Autovivification in Perl 5

On the Perl 5 Porters mailing list, Graham Barr points at an interesting bit of history.

The question discussed is autovivification of non-existent hash elements when used in an lvalue context. Usually, they are autovivified: (this is with 5.10.0)


$ perl -E '1 for $x{a}; say for keys %x'
a
$ perl -E 'map $_, $x{a}; say for keys %x'
a

But not when used as subroutine arguments:

$ perl -E 'sub f{} f($x{a}); say for keys %x; say "END"'
END

Graham says that sub args were special cased out during 5.005 development, for unclear reasons.

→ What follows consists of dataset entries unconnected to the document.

PR #407, opened 2022-03-02
Proof of concept: Keep only python38-createrepo_c

hroncok:


ekohl:
Context for others: https://lists.centos.org/pipermail/centos-devel/2022-March/120250.html

I do think we'll need to keep building the libs for EL7 so it'll need to be a bit more complicated, but let's see what the build process shows
ok to test

packages/createrepo_c/createrepo_c.spec
```diff
@@ -195,63 +141,23 @@ pushd build-py3
...
-
-%if %{with python36}
-%files -n python3-%{name}
-/usr/lib64/python3.6/site-packages/%{name}/
-/usr/lib64/python3.6/site-packages/%{name}-%{version}-py*.egg-info
-%endif
+# Exclude everything shipped by the RHEL package
+%exclude %{_mandir}
+%exclude %{bash_completion}
+%exclude %{_libdir}
```
hroncok: Heh, this will likely exclude the Python bits as well, will amend.

ekohl:
Our CI requires a change in release and accompanying changelog entry. If you add those, our build system should run and we can see the results.

ekohl:
ok to test

ekohl:
@evgeni I'd like your thoughts on this.

evgeni:
We need the libs part on EL7 tho, as that comes with an ancient createrepo_c.
And we might get ahead of RHEL at some point (again) where we need a createrepo_c 0.18, which RHEL doesn't have yet.

But in general, yes, this is how we *should* do it ;)

evgeni:
Probably obsolete, now that pulp_rpm needs a newer createrepo than available in CentOS 8 anyways:

https://github.com/pulp/pulp_rpm/blob/10a67777685c6657263e30a6ca5550ba7cedcc48/requirements.txt#L1

Odilhao:
Closing this PR for now, we will soon rebuild everything with python 3.12.

PR #1, opened 2025-06-17
move packaging recipe from vrothberg/ai-experiments

vrothberg:
Now we can collaborate on it and change the recipe where needed and break it apart.


vrothberg:
@lbarcziova PTAL

lbarcziova (approved):
thanks!

PR #2, opened 2025-06-19
Add compose with goose and the atlassian mcp server

majamassarini:
TODO:

- [ ] ‹fill in›

Fixes

Related to

Merge before/after

RELEASE NOTES BEGIN

RELEASE NOTES END


files/goose-config.yaml
```diff
@@ -0,0 +1,20 @@
...
+    timeout: 300
+    type: builtin
+  jiraextension:
+    bundled: null
+    description: null
+    enabled: true
+    env_keys: []
+    envs: {}
+    name: Jira Extension
+    timeout: 300
```
vrothberg, line 18: Depending on the tasks at hand, the 5 minute timeout may be too strict.  I think it'll be high enough for Jira tasks but I still wanted to mention it here.

files/goose-config.yaml
```diff
@@ -0,0 +1,20 @@
...
+    type: sse
+    uri: http://mcp-atlassian:9000
```
vrothberg, line 20: Can the Goose config resolve to the container or do we need locahost here?

vrothberg (commented):
Really nice!

* Can you move the files into a separate directory?  `jira-workflow` or something like that.
* Can you also add a README on how to use it, and how others can try it out?  Things like setting up the tokens for the Goose Model and the Jira auth token etc.

majamassarini:
> * Can you move the files into a separate directory?  `jira-workflow` or something like that.
Ok
> * Can you also add a README on how to use it, and how others can try it out?  Things like setting up the tokens for the Goose Model and the Jira auth token etc.
Sure, this is still a draft. I will add the README instructions for sure.

files/goose-config.yaml
vrothberg: My bad, you are right, thanks!

jira-workflows/goose/check-jira-tickets/recipe.yaml
```diff
@@ -0,0 +1,20 @@
...
+  input_type: string
+  requirement: required
+  description: A project in the Jira server
+- key: component
+  input_type: string
+  requirement: required
+  description: A component in the Jira project
+
+prompt: |
+  1. List all New Jira issues for project {{ project }} and component {{ component }}.
```
lbarcziova, line 20: for the next week, I believe having something simple that would find issue like https://issues.redhat.com/browse/RHEL-80988 and be able to provide input parameters for #3 could be enough

lbarcziova (commented):
great job Maja!

jira-workflows/goose/check-jira-tickets/recipe.yaml
```diff
@@ -0,0 +1,20 @@
+version: 0.1.0
+title: "Check if there is any Jira issue we could be interested in"
+description: "Check issues for {{ component }} in {{ project }}"
+
+
+instructions: |
+  - Never create, delete, update or modify an Issue in Jira
```
vrothberg, line 7: We need to make sure that the Jira token we pass through has limited privileges.  The agent should only be able to read and comment.

Having those explicit instructions here is important to set the guardrails and prevent the agent from trying.  But the token permissions will make sure we prevent accidents.

jira-workflows/goose/check-jira-tickets/recipe.yaml
```diff
@@ -0,0 +1,20 @@
+version: 0.1.0
+title: "Check if there is any Jira issue we could be interested in"
+description: "Check issues for {{ component }} in {{ project }}"
```
vrothberg, line 3: Just thoughts on my end:

We need to experiment a bit what works best. Should we check explicitly for one component or should we just crawl all Jiras for such packaging tasks?

jira-workflows/goose/check-jira-tickets/recipe.yaml
vrothberg: > and we should also brainstorm how to glue those 2 together then

That's an interesting point that probably requires some experimentation on our end.  Goose can start processes in the background which is likely how we can start.  Running them in the foreground wouldn't work for the Jira agent which lists and dispatches the tasks.

But maybe there is a more sophisticated mechanism we can come up with going forward?

files/goose-config.yaml
vrothberg: I agree.  That's why I wrote it should be sufficient for the Jira task but for other operations probably not.

It was more meant as a general comment for us to look at the the timeouts and check which operations may take longer.

jira-workflows/goose/check-jira-tickets/recipe.yaml
majamassarini: > we should also brainstorm how to glue those 2 together then

Yesterday I wanted to do that, and I thought it to be simple but I was wrong or I am missing something.

1. I tried to play with remote recipes but this is a bit tricky (I haven't found a way to specify branches or forks dynamically). I can't really test "calling a recipe remotely" (since are not already been merged), but I fear the directory structure, we have now, will not work.

2. I tried to run two recipes one after the other: one for reading the tickets, the other for filtering the Assignees. And the result was bad. As I understand it, the session is tight with the recipe and I haven't seen anything that can let me share the session between "two different recipes". 

To summarize it, I think we should start with loading a local recipe with all the workflow (and let's goose schedule it periodically as @vrothberg suggested). But I may be wrong, let me know if I am.

jira-workflows/goose/check-jira-tickets/recipe.yaml
vrothberg: > If you agree I can open an issue for it?

That would be great, thanks!

So we may need to set up a new account for a Jira bot with those limited permissions.  I will ask Rui on Slack.

jira-workflows/goose/check-jira-tickets/recipe.yaml
lbarcziova: > I started querying for all the open issues in the project, but it timeouts.

maybe we could try to filter issues containing "rebase to" or "update to" in their titles? But Valentin's suggestion as first step makes total sense. 

Also looking into the issues, trying to find some good test scenarios, I was thinking when issue is well defined like https://issues.redhat.com/browse/RHEL-97473, the description could be useful also in the rebase recipe (but this can be queried also in there directly).

> Also I thought we should probably let the "component owners" know that we are playing with their "issues"?

I think unless we do only read operations that's ok.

A small bit of inconsistency is that hash slices are autovivified in sub calls:

$ perl -E 'sub f{} f(@x{a}); say for keys %x'
a

We have no good overview of the current state of autovivification behaviour in Perl 5. It's known that it can change with strictures. The current perltodo notes: Make all autovivification consistent w.r.t LVALUE/RVALUE and strict/no strict. (It's a known bug that strictures can affect autovivification; I wonder whether taintedness can affect this too.)

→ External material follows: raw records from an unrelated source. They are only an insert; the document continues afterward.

PR #15, opened 2025-06-24
Add example of multi-agent collaboration

nforro:
# Multi-agent collaboration with goose

## Example

Run multiple agents:

```bash
$ make \
  ROLE=executor \
  TASK="Given a package name, determine and return version of the package in CentOS Stream 10, \
  if present. You can use https://mirror.stream.centos.org/10-stream/ to find RPM packages \
  present in CentOS Stream 10." \
  run-goose-agent
```

```bash
$ make \
  ROLE=commander \
  TASK="Get name of a random package in Fedora (you can use https://packages.fedoraproject.org/index-static.html) \
  and instruct the executor agent to run its task with that package name as an input. \
  Once the executor is done, print the result. Then get another random package name \
  and repeat the steps 4 more times." \
  run-goose-agent
```

## How it works

- `goose-team` container runs the [GooseTeam](https://github.com/cliffhall/GooseTeam) MCP server
- all agents (goose instances) connect to the server, it allows them to register themselves
  and exchange messages
- communication protocol description is part of the recipe

## Concerns

- execution relies on an _event loop_, but LLMs have tendency to exit the loop despite
  being instructed not to


vrothberg:
Great work 🙏 

> execution relies on an event loop, but LLMs have tendency to exit the loop despite
being instructed not to

Did you see this happening?

I personally don't want long-running agents but short-lived ones with exactly one task (e.g., check one Jira card) and exit then.  My hope is that this will be more resilient and it's easier to scale.

nforro:
> Did you see this happening?

Yes.

> I personally don't want long-running agents but short-lived ones with exactly one task (e.g., check one Jira card) and exit then. My hope is that this will be more resilient and it's easier to scale.

We could create a custom MCP server that would spawn "worker" goose containers and pass them a recipe and parameters, exposing that as a tool for a "controller" goose instance. Or, if we don't want AI to be involved in the controller, we can just code some "container orchestration" logic.

siteshwar:
Is this pull request obsolete? Shall we close this?

TomasTomecek (approved):
thank you for updating it

PR #21, opened 2025-06-26
Workflow glue

majamassarini:


vrothberg:
> I have to say that this feels like it is making the tech stack very big very quick. Do we need ansible here or could we keep it simpler?

I think we share the same thoughts.  This PR was trying to figure out how we could glue multiple (goose) agents together.  Part of the exercise is assessing the tools.  Google's ADK may be better suited but let's see.

> I'm also not sure that we want agents to be directly manipulating the work-queue through redis-mcp. We wouldn't have a human do that. Seems like it's going to invite ending up with corrupted JSON in there.

Agreed.  We want/need "us" to do the DB manipulation, not an agent.

majamassarini:
> I have to say that this feels like it is making the tech stack very big very quick. Do we need ansible here or could we keep it simpler?

When I was writing the bash script for checking/reading the database and executing the next goose recipe, it didn't feel readable or reliable to me. I personally prefer Ansible over bash scripts.
 
As Valentin wrote, this was just a quick research prototype. As listed in the PR, I see several drawbacks and one advantage: the Ansible playbooks can easily be scaled in different ways in OpenShift if needed.
 
If we ever go back to working with Ansible, I think we should investigate Ansible's async capabilities further.

PR #22, opened 2025-06-26
use gemini-2.5-pro model

vrothberg:
Let's ditch the preview as 2.5 pro is already available now.


lbarcziova:
> this obviously makes sense to me, but I wonder if we should experiment with using the flash models too since they're less costly and may be good enough.

definitely, we have been discussing we might use different models for different parts of workflow, i.e. for less complex tasks use the flash models

vrothberg:
> this obviously makes sense to me, but I wonder if we should experiment with using the flash models too since they're less costly and may be good enough.

Already did.  The quality of the results varies quite a lot when using flash.  Sometimes it gets the job done and sometimes it's far off.

In my experience, the pro model performs better and more reliably.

A good first step towards consistency would be to produce a matrix of autovivification for a bunch of data types (array elements, hash elements, hash slices, tied or not) and a bunch of operators that take lvalues (map, grep, foreach, sub call, chained -> dereferences, etc.) with and without strictures/taint. Then, that could be turned into a regression test, and finally we could tweak the behaviour in 5.12 to make it more consistent.

Want to help?

1 comment:

Anonymous said...

I don't find the sub call thing an ambiguity; it's a situation where the intent is very much more likely to be that it be an rvalue, not an lvalue.

for(), on the other hand, is often enough used with lvalue intent that it is best consistently so.

Note that in either case, you can quote or 0+ to produce an explicit rvalue. I remember controversy over whether scalar() should have similar effect.